EXERCISE DETAILS:
Your answer consists of the lines in the data that contain "pieces". Copy each of them.

-- Opening Marker --

Issue #987, opened 2019-03-19
Adding basic docs about styling?


maelle:
(sorry if it's already there and I missed it!)

Docs along the line of the "basics of styling pkgdown" section of https://enpiar.com/2017/12/18/integrating-pkgdown-with-your-personal-website/ would be nice. :smile_cat:

jayhesselberth:
Yes it would probably be have a styling vignette; that link is a good place to start.

maelle:
Just keeping some notes here, maybe I could make a PR for such a vignette if I get things right. 

4 ways to tweak the styling, that could be used in complement of each other (I'd tend to imagine it's correct for Bootswatch theme + tweaks via extra.css/other assets; maybe less so for package+other assets?).

* Easiest solution, used an existing Bootswatch theme. In the config file

```yaml
template:
  params:
    bootswatch: cerulean
```

* "For finer-grained control, you can put any custom CSS you want in a pkgdown/extra.css file, and it will override any other styles on the page." from https://enpiar.com/2017/12/18/integrating-pkgdown-with-your-personal-website/ (so you could choose a Bootswatch theme or the default theme, and add your few tweaks).

More advanced, in both cases for things not described by templates/assets, the default or the chosen Bootswatch theme is used. Develop assets and templates and use them in a single package or in many packages by packaging the assets and templates.

* assets and templates used once

```yaml
template:
  path: path/to/templates
  assets: path/to/assets
  default_assets: false
 ```

* assets and templates packaged up

```yaml
template:
  package: mycustompackage
```

maelle:
To add to further resources of that potential future vignette in [my question on RStudio community about pkgdown templates](https://community.rstudio.com/t/docs-on-how-to-best-create-a-custom-pkgdown-template/25867/7) Mara recommended Bootstrap docs since pkgdown uses Bootstrap https://bootswatch.com/ (the link should be added with the mention of the Bootstrap version pkgdown uses).

maelle:
Maybe I should make a PR of a vignette draft this way I wouldn't open useless issues about things I should have known :woman_facepalming:

maelle:
Also, if one develops custom CSS/HTML, how does one keep that up to date with the default template.

maelle:
Theming vs layout.

PR #1487, opened 2021-02-08
add templates meant to be overridden

maelle:
At the moments the use of templates is not documented anywhere I think? Edit: it is, in https://pkgdown.r-lib.org/reference/build_site.html#yaml-config-template It'll be in #987 .
I _think_ this change can happen in the original BS3 templates?
I can think of an use case for "in-header.html", not for the other ones but since bookdown has them it's probably useful. :slightly_smiling_face:


maelle:
these are only documented in the draft PR #1490, maybe they could be mentioned in "YAML config - template" of `build_site()`.

R/render.r
```diff
@@ -41,7 +41,10 @@ render_page <- function(pkg = ".", name, data, path = "", depth = NULL, quiet =
   }
 
   # render template components
-  pieces <- c("head", "navbar", "header", "content", "docsearch", "footer")
+  pieces <- c(
+    "head", "navbar", "header", "content", "docsearch", "footer",
+    "in-header", "before-body", "after-body"
+    )
```
hadley, line 47: 😉

inst/templates/layout.html
```diff
@@ -3,9 +3,12 @@
 <html lang="en">
   <head>
   {{{ head }}}
+  {{{ in-header }}}
```
hadley, line 6: Maybe we should call this `after-head`? It would be weird not to have "before-head" but the order of the head elements isn't important like body elements.

maelle: I thought it'd be less confusing for bookdown users to use the same names. :thinking:

hadley:
Hmmm, the only reason not to do this for BS3 is to provide an additional carrot to push people to upgrade. But I think it'll make the documentation quite a lot more complex, and relatively few people will use it, so it's fine to implement for both BS3 and BS4.

maelle:
ok so I think no more changes are needed (unless it is not ok to wait until #1490 to have docs)?

inst/templates/layout.html
hadley: Oooooh, what if we support both?

hadley: i.e. just add `{{{after-head}}}` as well

maelle: Wouldn't this make the docs more complicated?

hadley: We don't mention that you can use both, we just say use `after-head`/`in-header` to insert additional head statements after the defaults generated by pkgdown.

hadley (approved):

-- Closing Marker --

PROBLEM SOLUTION:
-  pieces <- c("head", "navbar", "header", "content", "docsearch", "footer")
+  pieces <- c(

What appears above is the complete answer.